> [Brief] All the entries below should be reproduced exactly.

□ □ □

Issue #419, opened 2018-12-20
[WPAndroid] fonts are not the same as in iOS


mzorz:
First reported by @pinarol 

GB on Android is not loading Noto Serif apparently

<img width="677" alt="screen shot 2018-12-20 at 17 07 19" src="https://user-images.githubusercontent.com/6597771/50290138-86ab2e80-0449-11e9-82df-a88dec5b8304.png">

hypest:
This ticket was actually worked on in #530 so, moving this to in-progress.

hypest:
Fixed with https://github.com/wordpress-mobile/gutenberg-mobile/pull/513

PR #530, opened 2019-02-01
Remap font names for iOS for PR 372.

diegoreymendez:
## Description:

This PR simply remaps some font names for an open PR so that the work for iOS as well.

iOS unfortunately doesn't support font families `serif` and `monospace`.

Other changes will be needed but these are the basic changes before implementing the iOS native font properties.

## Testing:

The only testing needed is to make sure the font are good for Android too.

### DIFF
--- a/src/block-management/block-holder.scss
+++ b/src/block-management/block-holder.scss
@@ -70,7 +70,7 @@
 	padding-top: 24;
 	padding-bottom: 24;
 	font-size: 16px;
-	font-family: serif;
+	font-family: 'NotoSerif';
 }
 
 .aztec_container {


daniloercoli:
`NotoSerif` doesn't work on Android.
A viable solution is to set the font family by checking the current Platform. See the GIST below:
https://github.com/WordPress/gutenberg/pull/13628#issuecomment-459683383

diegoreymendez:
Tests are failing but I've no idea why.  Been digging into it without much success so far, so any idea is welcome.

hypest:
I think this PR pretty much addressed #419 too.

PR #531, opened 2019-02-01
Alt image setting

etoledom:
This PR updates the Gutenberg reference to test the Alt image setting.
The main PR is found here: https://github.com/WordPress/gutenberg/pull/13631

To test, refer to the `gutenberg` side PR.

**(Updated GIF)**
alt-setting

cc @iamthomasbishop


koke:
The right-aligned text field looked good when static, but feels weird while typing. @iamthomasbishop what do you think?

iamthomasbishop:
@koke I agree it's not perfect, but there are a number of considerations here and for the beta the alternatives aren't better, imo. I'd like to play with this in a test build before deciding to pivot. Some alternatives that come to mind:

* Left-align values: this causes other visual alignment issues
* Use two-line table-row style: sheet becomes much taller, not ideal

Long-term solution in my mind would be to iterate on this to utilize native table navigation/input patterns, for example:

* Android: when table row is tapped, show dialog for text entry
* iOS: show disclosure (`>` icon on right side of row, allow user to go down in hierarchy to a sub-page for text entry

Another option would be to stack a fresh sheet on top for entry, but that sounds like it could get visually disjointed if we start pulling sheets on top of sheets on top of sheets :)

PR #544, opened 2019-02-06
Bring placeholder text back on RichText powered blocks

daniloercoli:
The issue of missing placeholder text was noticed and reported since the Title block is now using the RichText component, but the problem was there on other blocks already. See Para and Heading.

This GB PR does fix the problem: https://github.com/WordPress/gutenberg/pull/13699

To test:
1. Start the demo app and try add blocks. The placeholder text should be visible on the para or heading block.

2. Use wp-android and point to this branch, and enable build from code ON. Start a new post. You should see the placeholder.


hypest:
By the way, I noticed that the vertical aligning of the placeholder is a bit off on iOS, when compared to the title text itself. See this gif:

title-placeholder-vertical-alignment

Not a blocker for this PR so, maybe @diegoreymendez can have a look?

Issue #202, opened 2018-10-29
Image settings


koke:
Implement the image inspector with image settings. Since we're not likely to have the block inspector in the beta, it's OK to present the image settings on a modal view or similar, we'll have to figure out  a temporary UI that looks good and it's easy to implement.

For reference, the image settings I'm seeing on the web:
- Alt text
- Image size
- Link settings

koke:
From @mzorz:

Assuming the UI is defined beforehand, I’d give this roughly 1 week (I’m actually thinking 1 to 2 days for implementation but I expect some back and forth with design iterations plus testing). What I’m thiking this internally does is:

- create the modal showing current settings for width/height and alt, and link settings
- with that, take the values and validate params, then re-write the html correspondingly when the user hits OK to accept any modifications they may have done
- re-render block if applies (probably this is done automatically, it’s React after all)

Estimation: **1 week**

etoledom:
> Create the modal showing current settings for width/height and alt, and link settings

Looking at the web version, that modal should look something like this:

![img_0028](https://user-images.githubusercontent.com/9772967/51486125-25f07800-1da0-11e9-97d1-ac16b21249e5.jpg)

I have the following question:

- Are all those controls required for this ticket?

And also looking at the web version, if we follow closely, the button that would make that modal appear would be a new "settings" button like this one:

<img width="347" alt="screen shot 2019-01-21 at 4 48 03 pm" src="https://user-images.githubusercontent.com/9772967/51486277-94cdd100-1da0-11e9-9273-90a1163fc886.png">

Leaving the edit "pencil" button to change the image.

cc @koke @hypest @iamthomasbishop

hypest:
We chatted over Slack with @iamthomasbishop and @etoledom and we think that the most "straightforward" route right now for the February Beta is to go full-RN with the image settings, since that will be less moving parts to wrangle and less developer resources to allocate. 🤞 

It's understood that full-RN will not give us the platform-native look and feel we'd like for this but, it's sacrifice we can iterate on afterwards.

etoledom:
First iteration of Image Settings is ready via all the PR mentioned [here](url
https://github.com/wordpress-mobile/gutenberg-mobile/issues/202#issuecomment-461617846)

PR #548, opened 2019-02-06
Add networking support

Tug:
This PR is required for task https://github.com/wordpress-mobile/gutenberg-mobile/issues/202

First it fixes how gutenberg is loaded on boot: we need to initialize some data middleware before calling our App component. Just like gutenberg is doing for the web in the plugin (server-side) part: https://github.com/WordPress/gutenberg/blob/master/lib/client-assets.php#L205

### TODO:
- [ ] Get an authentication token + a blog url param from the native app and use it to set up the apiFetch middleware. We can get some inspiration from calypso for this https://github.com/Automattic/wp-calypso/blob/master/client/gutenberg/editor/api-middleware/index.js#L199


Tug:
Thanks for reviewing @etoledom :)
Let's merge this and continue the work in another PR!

□ □ □

> [Task answer]
Issue #419, opened 2018-12-20
[WPAndroid] fonts are not the same as in iOS


mzorz:
First reported by @pinarol 

GB on Android is not loading Noto Serif apparently

<img width="677" alt="screen shot 2018-12-20 at 17 07 19" src="https://user-images.githubusercontent.com/6597771/50290138-86ab2e80-0449-11e9-82df-a88dec5b8304.png">

hypest:
This ticket was actually worked on in #530 so, moving this to in-progress.

hypest:
Fixed with https://github.com/wordpress-mobile/gutenberg-mobile/pull/513

PR #530, opened 2019-02-01
Remap font names for iOS for PR 372.

diegoreymendez:
## Description:

This PR simply remaps some font names for an open PR so that the work for iOS as well.

iOS unfortunately doesn't support font families `serif` and `monospace`.

Other changes will be needed but these are the basic changes before implementing the iOS native font properties.

## Testing:

The only testing needed is to make sure the font are good for Android too.

### DIFF
--- a/src/block-management/block-holder.scss
+++ b/src/block-management/block-holder.scss
@@ -70,7 +70,7 @@
 	padding-top: 24;
 	padding-bottom: 24;
 	font-size: 16px;
-	font-family: serif;
+	font-family: 'NotoSerif';
 }
 
 .aztec_container {


daniloercoli:
`NotoSerif` doesn't work on Android.
A viable solution is to set the font family by checking the current Platform. See the GIST below:
https://github.com/WordPress/gutenberg/pull/13628#issuecomment-459683383

diegoreymendez:
Tests are failing but I've no idea why.  Been digging into it without much success so far, so any idea is welcome.

hypest:
I think this PR pretty much addressed #419 too.

PR #531, opened 2019-02-01
Alt image setting

etoledom:
This PR updates the Gutenberg reference to test the Alt image setting.
The main PR is found here: https://github.com/WordPress/gutenberg/pull/13631

To test, refer to the `gutenberg` side PR.

**(Updated GIF)**
alt-setting

cc @iamthomasbishop


koke:
The right-aligned text field looked good when static, but feels weird while typing. @iamthomasbishop what do you think?

iamthomasbishop:
@koke I agree it's not perfect, but there are a number of considerations here and for the beta the alternatives aren't better, imo. I'd like to play with this in a test build before deciding to pivot. Some alternatives that come to mind:

* Left-align values: this causes other visual alignment issues
* Use two-line table-row style: sheet becomes much taller, not ideal

Long-term solution in my mind would be to iterate on this to utilize native table navigation/input patterns, for example:

* Android: when table row is tapped, show dialog for text entry
* iOS: show disclosure (`>` icon on right side of row, allow user to go down in hierarchy to a sub-page for text entry

Another option would be to stack a fresh sheet on top for entry, but that sounds like it could get visually disjointed if we start pulling sheets on top of sheets on top of sheets :)

PR #544, opened 2019-02-06
Bring placeholder text back on RichText powered blocks

daniloercoli:
The issue of missing placeholder text was noticed and reported since the Title block is now using the RichText component, but the problem was there on other blocks already. See Para and Heading.

This GB PR does fix the problem: https://github.com/WordPress/gutenberg/pull/13699

To test:
1. Start the demo app and try add blocks. The placeholder text should be visible on the para or heading block.

2. Use wp-android and point to this branch, and enable build from code ON. Start a new post. You should see the placeholder.


hypest:
By the way, I noticed that the vertical aligning of the placeholder is a bit off on iOS, when compared to the title text itself. See this gif:

title-placeholder-vertical-alignment

Not a blocker for this PR so, maybe @diegoreymendez can have a look?

Issue #202, opened 2018-10-29
Image settings


koke:
Implement the image inspector with image settings. Since we're not likely to have the block inspector in the beta, it's OK to present the image settings on a modal view or similar, we'll have to figure out  a temporary UI that looks good and it's easy to implement.

For reference, the image settings I'm seeing on the web:
- Alt text
- Image size
- Link settings

koke:
From @mzorz:

Assuming the UI is defined beforehand, I’d give this roughly 1 week (I’m actually thinking 1 to 2 days for implementation but I expect some back and forth with design iterations plus testing). What I’m thiking this internally does is:

- create the modal showing current settings for width/height and alt, and link settings
- with that, take the values and validate params, then re-write the html correspondingly when the user hits OK to accept any modifications they may have done
- re-render block if applies (probably this is done automatically, it’s React after all)

Estimation: **1 week**

etoledom:
> Create the modal showing current settings for width/height and alt, and link settings

Looking at the web version, that modal should look something like this:

![img_0028](https://user-images.githubusercontent.com/9772967/51486125-25f07800-1da0-11e9-97d1-ac16b21249e5.jpg)

I have the following question:

- Are all those controls required for this ticket?

And also looking at the web version, if we follow closely, the button that would make that modal appear would be a new "settings" button like this one:

<img width="347" alt="screen shot 2019-01-21 at 4 48 03 pm" src="https://user-images.githubusercontent.com/9772967/51486277-94cdd100-1da0-11e9-9273-90a1163fc886.png">

Leaving the edit "pencil" button to change the image.

cc @koke @hypest @iamthomasbishop

hypest:
We chatted over Slack with @iamthomasbishop and @etoledom and we think that the most "straightforward" route right now for the February Beta is to go full-RN with the image settings, since that will be less moving parts to wrangle and less developer resources to allocate. 🤞 

It's understood that full-RN will not give us the platform-native look and feel we'd like for this but, it's sacrifice we can iterate on afterwards.

etoledom:
First iteration of Image Settings is ready via all the PR mentioned [here](url
https://github.com/wordpress-mobile/gutenberg-mobile/issues/202#issuecomment-461617846)

PR #548, opened 2019-02-06
Add networking support

Tug:
This PR is required for task https://github.com/wordpress-mobile/gutenberg-mobile/issues/202

First it fixes how gutenberg is loaded on boot: we need to initialize some data middleware before calling our App component. Just like gutenberg is doing for the web in the plugin (server-side) part: https://github.com/WordPress/gutenberg/blob/master/lib/client-assets.php#L205

### TODO:
- [ ] Get an authentication token + a blog url param from the native app and use it to set up the apiFetch middleware. We can get some inspiration from calypso for this https://github.com/Automattic/wp-calypso/blob/master/client/gutenberg/editor/api-middleware/index.js#L199


Tug:
Thanks for reviewing @etoledom :)
Let's merge this and continue the work in another PR!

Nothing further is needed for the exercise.